◆ Your objective ◆
What lines of the data below hold "force"? Show them.

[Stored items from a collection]
PR #2050, opened 2025-10-08
Fix ActionColumn example to use RowActionCollection

soniiix:
The 'actions' option expects a RowActionCollection object rather than an array.

### DIFF
--- a/development/components/grid/columns-reference/action.md
+++ b/development/components/grid/columns-reference/action.md
@@ -37,7 +37,6 @@ $actionColumn->setOptions([
                 'confirm_message' => 'Delete selected item?',
             ])
         )
-     ],
 ]);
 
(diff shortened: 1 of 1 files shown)


kpodemski (changes requested):
Thanks for the pull request. I think you also have to remove `]` from line 40?

soniiix:
> Thanks for the pull request. I think you also have to remove `]` from line 40?

You're absolutely right, fixed now. My bad, I admit the heavy nesting made it a bit confusing.

soniiix:
What is happening with the progress of this PR? @kpodemski

kpodemski (approved):

kpodemski:
I forgot about it @soniiix 

thank you for this change ❤️

PR #2059, opened 2025-11-06
Update version compliancy example

Kaikina:
| Questions         | Answers
| Branch?           |  9.x
| Description?      | Example version compliancy should be updated.
| Fixed ticket?     |
| Sponsor company   | Evolutive


PululuK (dismissed):
In reality, this is not good practice, because you are blindly assuming that your module is compatible with all future versions, which may be false!

Kaikina:
> In reality, this is not good practice, because you are blindly assuming that your module is compatible with all future versions, which may be false!

That's true.

kpodemski (approved):

PR #2069, opened 2025-12-12
Clarify parameter naming in Symfony controllers notice

PrestaEdit:
| Questions         | Answers
| Branch?           | 1.7.x
| Description?      | Update parameter name


kpodemski (approved):
Thanks.

Please keep in mind that you don't need to update PrestaShop 1.7 docs. We are going to deprecate this documentation sometime soon, meaning it will stay "as is", but we won't be maintaining it.

PR #2106, opened 2026-03-04
Update URL for options.html.twig to version 8.2.x

axel-paillaud:
| Questions         | Answers
| Branch?           | 8.x / 9.x
| Description      | Branch 8.0.x doesn't exist anymore, link is broken
| Sponsor company   | Your company or customer's name goes here (if applicable).


Touxten:
Nice catch!

However, you should use the link with a tag like this so that when branch 8.2.x is deleted, the link will still be valid.

https://github.com/PrestaShop/PrestaShop/blob/8.0.0/src/PrestaShopBundle/Resources/views/Admin/Product/ProductPage/Panels/options.html.twig

Touxten (changes requested):
We should use tags, not branches, in the documentation.

axel-paillaud:
You're right, it's even better

Touxten (approved):

PR #2111, opened 2026-03-11
Update URL to point to version 8.0.0

axel-paillaud:
Branch 8.0.x doesn't exist anymore, use tag branch instead

| Questions         | Answers
| Branch?           | 8.x
| Description?      | Branch 8.0.x doesn't exist anymore, use tag branch instead
| Sponsor company   |axel-paillaud

### DIFF
--- a/modules/concepts/hooks/list-of-hooks/displayCarrierExtraContent.md
+++ b/modules/concepts/hooks/list-of-hooks/displayCarrierExtraContent.md
@@ -4,7 +4,7 @@ hidden: true
 hookTitle: 'Display additional content for a carrier (e.g pickup points)'
 files:
     -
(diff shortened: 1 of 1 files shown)


Touxten (approved):
Thanks for your PR.

What do you think about including all these changes in a single PR?
I think there must still be quite a few links to the branches?
It avoids a validation process.  

@kpodemski

kpodemski:
Hello

Yes, @Touxten is right. While we appreciate contributions, it doesn't make sense to edit one file after another in separate PRs, the URL should also point to the `9.0.x` branch, and not `8.0.0` tag.

I'm also considering using such URLs in the future:
https://github.com/search?q=repo%3APrestaShop%2FPrestaShop+displayCarrierExtraContent+language%3APHP&type=code&l=PHP

axel-paillaud:
Yes, I understand. I do it this way because I make corrections as I discover things using the documentation.

This isn't really optimal in this case.

PR #1317, opened 2021-01-21
Revert mender-connect rename in changelogs

lluiscampos:
This text is auto generated and should not have been renamed together
with the rest.

This commit partially reverts 48519643.


lluiscampos:
> I know it's autogenerated, but does it make sense to make an exception this time? It's a bit confusing to use mender-shell, since we have not communicated this outside.

Okey, your reasoning makes sense. I'll close this PR, then resolve conflicts in hosted accordingly, and also port to 2.5.x, 2.4.x

PR #1324, opened 2021-01-26
Add changelogs and statistics for meta-mender/dunfell-v2021.01.

kacf:


kacf:
The failure is due to known issues regarding traefik, which are being worked on. This passed in older release branches without traefik. Merging.

PR #1376, opened 2021-03-18
[Debian family/Variables] Add Mender Configure add-on variables

lluiscampos:
And correct style of existing Mender Connect ones.

### DIFF
--- a/04.System-updates-Debian-family/99.Variables/docs.md
+++ b/04.System-updates-Debian-family/99.Variables/docs.md
@@ -117,14 +117,14 @@ The size of the boot partition.
 The version of the Mender client to include in the update.
 
 
-#### MENDER_ADDON_CONNECT_INSTALL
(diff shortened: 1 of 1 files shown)


04.System-updates-Debian-family/99.Variables/docs.md
```diff
@@ -117,21 +117,36 @@ The size of the boot partition.
 The version of the Mender client to include in the update.
 
 
-#### MENDER_ADDON_CONNECT_INSTALL
+#### `MENDER_ADDON_CONNECT_INSTALL`
```
kacf, line 120: I would use a separate commit so that this can be cherry-picked to 2.6.

kacf (approved):

04.System-updates-Debian-family/99.Variables/docs.md
lluiscampos: Good thinking, thanks

PR #1382, opened 2021-03-29
MEN-4514: Include session logging in remote terminal documentation

alfrunes:
changelog: title

### DIFF
--- a/09.Add-ons/01.Remote-Terminal/40.Security/docs.md
+++ b/09.Add-ons/01.Remote-Terminal/40.Security/docs.md
@@ -50,6 +50,8 @@ Remote Terminal does not open nor listen on any port: the device initiates the c
 !!! See [the Mender features page](https://mender.io/plans/features?target=_blank)
 !!! for an overview of all Mender plans and features.
 
-Audit logs hold a list of every start and stop of a session. You can access this information
-in the Mender UI.
-
+Every remote terminal invocation is saved in the audit logs. The logs
+include the session start and stop events as well as the terminal output. The
+audit logs are available in the Mender UI "AUDIT LOG" tab. There you can also
+inspect the terminal recording by playing back the terminal session in real time
+in the browser.
--- a/09.Add-ons/01.Remote-Terminal/docs.md
+++ b/09.Add-ons/01.Remote-Terminal/docs.md
@@ -76,6 +76,15 @@ is to read messages from the websocket, route them by session id
 to the correct shell, read the output going to the terminal,
 and pass it upstream over the websocket.
 
+For Mender Enterprise customers, Mender provides audit logging of all terminal
+sessions. The audit logs include terminal creation/termination events as well as
+the terminal output which users can later inspect from the
+[AUDIT LOG](https://hosted.mender.io/ui/#/auditlog) panel in the Mender UI.
+
+!!! Audit logs is only available in the Mender Enterprise plan.
+!!! See [the Mender features page](https://mender.io/plans/features?target=_blank)
+!!! for an overview of all Mender plans and features.
+
 ## Further reading
 
 * For a detailed list of the configuration options please refer to the


09.Add-ons/01.Remote-Terminal/docs.md
```diff
@@ -76,6 +76,13 @@ is to read messages from the websocket, route them by session id
 to the correct shell, read the output going to the terminal,
 and pass it upstream over the websocket.
 
+For customers with Mender Enterprise, audit logs are collected for all terminal
```
merlin-northern, line 79: suggested change: "For customers with Mender Enterprise" -> "For _Mender Enterprise customers_"

09.Add-ons/01.Remote-Terminal/docs.md
```diff
@@ -76,6 +76,13 @@ is to read messages from the websocket, route them by session id
 to the correct shell, read the output going to the terminal,
 and pass it upstream over the websocket.
 
+For customers with Mender Enterprise, audit logs are collected for all terminal 
+sessions. The audit logs include terminal creation/termination events as well as 
+the raw terminal output, for which you can replay in the browser from the Mender UI.
```
merlin-northern, line 81: 1. saying "raw terminal output" will raise questions, I would drop "raw". Also technically speaking it is not the auditlogs that contain the session recording as it is. 
2. suggested change: "terminal output, for which you can"  -> "terminal output which you can"

09.Add-ons/01.Remote-Terminal/40.Security/docs.md
```diff
@@ -50,6 +50,6 @@ Remote Terminal does not open nor listen on any port: the device initiates the c
 !!! See [the Mender features page](https://mender.io/plans/features?target=_blank)
 !!! for an overview of all Mender plans and features.
 
-Audit logs hold a list of every start and stop of a session. You can access this information
-in the Mender UI.
-
+Mender audits every remote terminal connection by logging the start/stop events
+as well as the terminal output. The audit logs are available in the Mender UI "AUDIT LOG" tab.
+There you can replay the recorded terminal session in real time.
```
merlin-northern, line 55: five comments here:

1. I would start with "Every Remote Terminal invocation is saved in the audit logs"
2. Perhaps we shall create a link referring  to the audit logs for further reading?
3. every time I say "replay" people ask: "ok, so those commands are going to be executed on the device again?" I have a strong feeling that we have to mention the fact that it is not the case.
4. As far as I know we also provide the "download" of the recording, maybe it is worthwhile to mention that?
5. I would mention that the same holds for mender-cli

09.Add-ons/01.Remote-Terminal/docs.md
```diff
@@ -76,6 +76,13 @@ is to read messages from the websocket, route them by session id
...
+
+!!! Audit logs are available to customers with
```
merlin-northern, line 83: minor:
```suggestion
!!! Audit logs are only available in the Mender Enterprise plan.
```
(reasoning: to be consistent with what we write in RBAC "`Role Based Access Control is only available in the Mender Enterprise plan.`")

09.Add-ons/01.Remote-Terminal/40.Security/docs.md
alfrunes: > 1.   I would start with "Every Remote Terminal invocation is saved in the audit logs"
> 2.    Perhaps we shall create a link referring to the audit logs for further reading?
> 3.   every time I say "replay" people ask: "ok, so those commands are going to be executed on the device again?" I have a strong feeling that we have to mention the fact that it is not the case.

:+1:

> 4.    As far as I know we also provide the "download" of the recording, maybe it is worthwhile to mention that?
> 5.    I would mention that the same holds for mender-cli

I don't know how to accurately document this. The record you download from the UI is incompatible with mender-cli and vice-versa, and I would argue that the `mender-cli` recording is a separate feature from what is provided by the backend. Thoughts?

09.Add-ons/01.Remote-Terminal/docs.md
alfrunes: > Also technically speaking it is not the auditlogs that contain the session recording as it is.

I think the technical details does not matter in this context. The session log is so tightly coupled to audit log in the UI that I think we should treat it like so in the documentation.

alfrunes:
@merlin-northern I tried to address most of your comments.
I also did some re-phrasing -- changing "Audit logs" to singular "Audit log".

09.Add-ons/01.Remote-Terminal/40.Security/docs.md
merlin-northern: mender-cli: I meant to mention that the sessions can also be recorded in the CLI :) "The same holds" referred to the session logging in general. sorry for the confusion.

Download from the UI: Manuel worked so hard on the downloader, so I would at least mention that in the UI you can download the recording. And good point to mention that the recordings are not compatible, they are the one from the UI is a html5 recording and the one from the CLI is terminal output zipped with custom metadata header.

09.Add-ons/01.Remote-Terminal/40.Security/docs.md
```diff
@@ -50,6 +50,8 @@ Remote Terminal does not open nor listen on any port: the device initiates the c
 !!! See [the Mender features page](https://mender.io/plans/features?target=_blank)
 !!! for an overview of all Mender plans and features.
 
-Audit logs hold a list of every start and stop of a session. You can access this information
-in the Mender UI.
-
+Every remote terminal invocation is saved in the audit logs. The logs
+include the session- start and stop events as well as the terminal output. The
```
merlin-northern, line 54: is '-' on purpose in "session- "? if so then why there is space after it? (feels a bit confusing as it is now)

merlin-northern (approved):
lgtm, I leave the mention of CLI recording support at your discretion as well as the UI recording download.

09.Add-ons/01.Remote-Terminal/40.Security/docs.md
alfrunes: No, this hyphen does not belong here.

PR #1407, opened 2021-04-17
Docs exec testing: pass as soon as containers run.

merlin-northern:
ChangeLog:none

### DIFF
--- a/07.Server-installation/03.Production-installation/docs.md
+++ b/07.Server-installation/03.Production-installation/docs.md
@@ -5,6 +5,12 @@ taxonomy:
     label: tutorial
 ---
 
+<!-- The variables used in the testing of production installation instructions -->
+<!--AUTOMATION: execute=export EXPECTED_COUNT_OPENSOURCE=14 -->
+<!--AUTOMATION: execute=export EXPECTED_COUNT_ENTERPRISE=16 -->
+<!--AUTOMATION: execute=export SLEEP_INTERVAL=4 -->
+<!--AUTOMATION: execute=export MAX_INTERATIONS=11 -->
+
 <!-- AUTOMATION: execute=if [ "$TEST_OPEN_SOURCE" != 1 ] && [ "$TEST_ENTERPRISE" != 1 ]; then echo "Either TEST_OPEN_SOURCE xor TEST_ENTERPRISE must be set to 1!"; exit 1; fi -->
 <!-- AUTOMATION: execute=if [ "$TEST_OPEN_SOURCE" = 1 ] && [ "$TEST_ENTERPRISE" = 1 ]; then echo "TEST_OPEN_SOURCE and TEST_ENTERPRISE cannot both be 1!"; exit 1; fi -->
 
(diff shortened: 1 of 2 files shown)


07.Server-installation/03.Production-installation/docs.md
```diff
@@ -613,10 +613,14 @@ installing an Open Source server, please proceed to
 
 <!-- Verification of Open Source instance -->
 
-<!--AUTOMATION: test=for ((n=0;n<11;n++)); do sleep 4 && test "$(docker ps | grep menderproduction | grep -c -i 'up')" = 14  || ( echo "some containers are not 'Up'" && docker ps && ./run images && ./run logs && exit 1 ); done -->
+<!--AUTOMATION: execute=export EXPECTED_COUNT=14 -->
```
lluiscampos, line 616: Once we are reworking the test... please let's move these magic numbers to explicit variables at the beginning of the file. Something like `EXPECTED_COUNT_ENTERPRISE` and `EXPECTED_COUNT_OPENSOURCE` will be much better. I suggest we do the same in `01.Upgrading-from-OS-to-Enterprise` file, even though there we would only use one of them (enterprise)

07.Server-installation/03.Production-installation/docs.md
```diff
@@ -613,10 +613,14 @@ installing an Open Source server, please proceed to
...
+<!--AUTOMATION: execute=export SLEEP_INTERVAL=4 -->
+<!--AUTOMATION: execute=export MAX_INTERATIONS=11 -->
+<!--AUTOMATION: execute=function CONTAINERS_COUNT_TEST() { local n; [ "${EXPECTED_COUNT}" == "" ] && return 1; for ((n=0;n<${MAX_INTERATIONS:-11};n++)); do count=$(docker container ls -f "status=running" --format 'table {{.Status}}\t{{.Names}}' | grep ^Up | grep -c menderproduction); [ ${count} -eq ${EXPECTED_COUNT} ] && break; sleep ${SLEEP_INTERVAL:-4}; done; [ ${count} -eq ${EXPECTED_COUNT} ] || { echo "some containers are not 'Up'; ${count}/${EXPECTED_COUNT} running." && docker ps && ./run images && ./run logs && exit 1; }; } -->
```
lluiscampos, line 619: I don't think the variables here should have defaults as we should expect all to have been defined
```suggestion
<!--AUTOMATION: execute=function CONTAINERS_COUNT_TEST() { local n; [ "${EXPECTED_COUNT}" == "" ] && return 1; for ((n=0;n<${MAX_INTERATIONS};n++)); do count=$(docker container ls -f "status=running" --format 'table {{.Status}}\t{{.Names}}' | grep ^Up | grep -c menderproduction); [ ${count} -eq ${EXPECTED_COUNT} ] && break; sleep ${SLEEP_INTERVAL}; done; [ ${count} -eq ${EXPECTED_COUNT} ] || { echo "some containers are not 'Up'; ${count}/${EXPECTED_COUNT} running." && docker ps && ./run images && ./run logs && exit 1; }; } -->
```

I would also suggest (weak suggestion) to remove the `[ "${EXPECTED_COUNT}" == "" ] && return 1` check, what is the purpose of that?

lluiscampos (changes requested):
Great initiative, thank you!

One request: to please define the magic numbers at the beginning of the files for easier maintenance in the future. What do you think?

07.Server-installation/03.Production-installation/docs.md
merlin-northern: fixed!

> I would also suggest (weak suggestion) to remove the [ "${EXPECTED_COUNT}" == "" ] && return 1 check, what is the purpose of that?

to fail the test if the count is not set? I can remove, no worries, it made sense to me to have it.

07.Server-installation/03.Production-installation/docs.md
merlin-northern: sure.
moved and renamed, also renamed the function name to indicate the ENT/OS test scenario.

lluiscampos (approved):

PR #1436, opened 2021-04-21
2.6.1 release changelogs n stats

oleorhagen:
* 2.6.1 release logs and stats
* mender-binary-delta 1.1.2 logs

### DIFF
--- a/202.Release-information/01.Release-notes-changelog/docs.md
+++ b/202.Release-information/01.Release-notes-changelog/docs.md
@@ -1498,6 +1498,21 @@ New changes in workflows-enterprise since 1.3.0:
   * Bumps alpine from 3.13.1 to 3.13.2.
 
 
+## mender-binary-delta 1.1.2
+
+_Released 16.04.2021_
+
+#### mender-binary-delta (1.1.2)
+
+New changes in mender-binary-delta since 1.1.0:
+
+* Probe U-Boot env before use to support libubootenv fw tools
+  ([MEN-4246](https://tracker.mender.io/browse/MEN-4246))
+* Remove harmless warning message about unhandled states.
+* Fix failed rollback status when bootloader is the one to roll back.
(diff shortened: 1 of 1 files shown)


202.Release-information/01.Release-notes-changelog/docs.md
```diff
@@ -1406,6 +1406,156 @@ New changes in workflows-enterprise since 1.3.0:
...
+New changes in mender-binary-delta since 1.1.0:
+
+* Probe U-Boot env before use to support libubootenv fw tools
+  ([MEN-4246](https://tracker.mender.io/browse/MEN-4246))
+* Remove harmless warning message about unhandled states.
+* Fix failed rollback status when bootloader is the one to roll back.
+* Detect mismatches between `mender_boot_part` and `RootfsPart(A|B)` variables.
+
+
+## Mender 2.6.1
```
lluiscampos, line 1424: Shouldn't this be between 2.4.3 and 2.7.0? Alternatively just on top (as we usually do, prepend as we go), but inserting it here with no good criteria does not look right to me.

oleorhagen: Hmm, sure, but should we then place `2.7.0` at the top maybe?
Then `2.6.1`, and lastly `2.4.3`, to make it pretty

oleorhagen: @lluiscampos

lluiscampos: @oleorhagen I wouldn't change the existing ones, so I suggest either put this one between 2.7.0 and 2.4.3 or just in the first one (which is the regular process, we just prepend them as we update the docs).

lluiscampos (approved):
Either option is fine, this file won't be here for very much longer

PR #1437, opened 2021-04-21
MEN-4513: Move changelog pages out of mender-docs into an independent repo

lluiscampos:
The new repo, mender-docs-changelog, will contain individual pages for
each of the "components" that we release.

They will be added here at build time from mender-docs-site repository.


lluiscampos:
Depends on https://github.com/oleorhagen/remark-validate-links/pull/3

tranchitella (approved):

package.json
```diff
@@ -5,10 +5,9 @@
   "main": "example.js",
   "dependencies": {
     "remark-cli": "^8.0.0",
-    "remark-validate-links": "https://github.com/oleorhagen/remark-validate-links#grav-slug",
+    "remark-validate-links": "github:oleorhagen/remark-validate-links#5b203f58dc1e3b44b5c5376a3543969a0eda7f6b",
```
lluiscampos, line 8: @oleorhagen why use the commit instead of the branch?

oleorhagen: Because it refused to set it to the right sha for some reason.
I just went along with it, since it's locked to a sha even if you use the branch ref.

lluiscampos:
@oleorhagen Ouch, I force-pushed and missed your commits. Can you please fix again? (do we need to fix? Seems like now the branch ref is working). Sorry for the inconvenience.

oleorhagen:
> @oleorhagen Ouch, I force-pushed and missed your commits. Can you please fix again? (do we need to fix? Seems like now the branch ref is working). Sorry for the inconvenience.

o_O I have no idea why it is not respecting the `package-lock.json` sha.

kacf (approved):
:partying_face: Yey, finally!

PR #1452, opened 2021-05-11
Add dependabot for npm dependencies

lluiscampos:


lluiscampos:
Same here... not important but nice to avoid the security alerts

PR #1459, opened 2021-05-20
Add an example to illustrate that deployed containers are also started.

kacf:
Just a small example I wanted to add after doing Hosted onboarding testing.


estenberg (approved):
Great clarification :+1:

PR #1461, opened 2021-06-02
MEN-4107: introduce new chapter: Device-side API

tranchitella:


.passive-blacklist
```diff
@@ -1,6 +1,7 @@
 06.Artifact-creation
 07.Server-installation
 09.Downloads
-200.API
-201.Troubleshoot
-202.Release-information
+200.Server-side-API
+201.Device-side-API
+202.Troubleshoot
+203.Release-information
```
lluiscampos, line 7: Once we are renaming, could we move these to `300` and `301`? Then we have room to add more "APIs" in the future.

200.Server-side-API/chapter.md
```diff
@@ -1,5 +1,5 @@
 ---
-title: API
+title: Server-side API
 redirect: /../api/development/
```
lluiscampos, line 3: To the best of my knowledge, thi should work, but have you built it locally and verified?

lluiscampos (approved):

200.Server-side-API/chapter.md
tranchitella: Yes, I tested it

.passive-blacklist
tranchitella: Done!

PR #1463, opened 2021-06-03
MEN-4715: Move to using /etc/apt/source.list.d/mender.list

oleorhagen:
This moves the documentation to use a custom 'mender.list' source script, as
opposed to directly adding the source to '/etc/apt/sources.list' globally, which
was done previously, and is consider poor form.

Also, add a simple command for helping the user purge any existing mender
configuration from the global source list, if the user has previously done a
mender install with the old documentation.

Changelog: None


lluiscampos (approved):
Looks good to me, but I'd like to have fresh eyes on it so I pinged @alfrunes too.

alfrunes (approved):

◆ Response area ◆
@oleorhagen Ouch, I force-pushed and missed your commits. Can you please fix again? (do we need to fix? Seems like now the branch ref is working). Sorry for the inconvenience.
> @oleorhagen Ouch, I force-pushed and missed your commits. Can you please fix again? (do we need to fix? Seems like now the branch ref is working). Sorry for the inconvenience.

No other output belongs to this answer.